Our trip started on an easy note with a 4 day rafting trip through the Kalahari desert and mountains. The river was high and there wasn't a lot of white water so we drifted most of our day through the beautiful scenery, occasionally rolling overboard for a swim. In the evenings we had a Brie (BBQ) on camp fires, taught the South Africans how to sing Irish songs and slept outside under the stars.
At a camp site in Namibia we very nearly ran over a Springbok, alas bried springbok was not on the menu, instead we bought some fishing line and hooks and caught Yellow fin for dinner with improvised hand lines, not to be recommended, the boniest fish in the world. The same night we discovered our mosquito proof awning/tent was no match for an African tropical rainstorm soaked, we slept on the campsite kitchen floor, as thunder and lightning crashed all around (having been told the rainy season was over!) -
In Namibia we hit the dirt roads which stretch as far as the eye can see in a straight line, through the most barren and sparsely populated countryside imaginable. Rosie was soon filled with red dust and we were covered from head to toe. It took a week with the silicon gun to locate and block every hole that was letting dust in. Rosie had her first real test, being vibrated violently on the corrugated roads and negotiating the river beds where the roads have been washed away by flash floods.
In Sesriem we awoke at 4.30am to drive out to Sossevlei, an oasis in the middle of the Namib desert to see the sunrise over some large and amazing sand dunes rising up to 400m. It was an unforgettable experience.
Rosie had started to bellow progressively more and blacker smoke from Cape Town; by the time we reached Sesriem she had started to cut out, then with the park entrance in sight she had had enough and cut out completely. She rolled the last 150 metres coming to rest under a shady tree, making the locals think she was solar powered. It was then we decided on a detour to Windhoek for repairs.

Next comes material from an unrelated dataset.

PR #1791, opened 2019-09-20
Add ppid to PydevdProcessInfo

### LINKED ISSUE #1759: pydevd should report parent process ID in "initialize" response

In Windhoek we also discovered a leaking seal in the steering box and that Rosie had started to slip her clutch.
Windhoek although the capital of Namibia is unlike other cities in that the population is only 200,000. Namibia has a population of 1.5 million yet is 10 times the size of Ireland - 'Big'. It is a quite little city where everything shuts down at the weekends - luckily we found Joe's Beer House which pours a great pint and has every game animal imaginable on the menu - Kudu, Springbok, Oryx, Crocodile... all surprisingly tasty.
We might be here for a few days while Rosie visits the car Hospital, hopefully repairs will be quick and cheap and we will be on the road again, but we have become aware of Africa time. Everything in Africa seems to move at its own slow pace; queuing, border crossings, changing money, vehicle repairs ... It is futile trying to rush things, you just have to go with the flow (which suits us fine). At the border crossings for example we pull out a football and get a game going with the locals, soon the border guards are playing; this sometimes works to our advantage as they rush the paperwork through, but at other times they want us to stay and play more or leave the football behind.
From here we will head to Swakopmund to sand board on the dunes, then up the Skeleton coast and from there to Damaraland to look for Desert Elephants.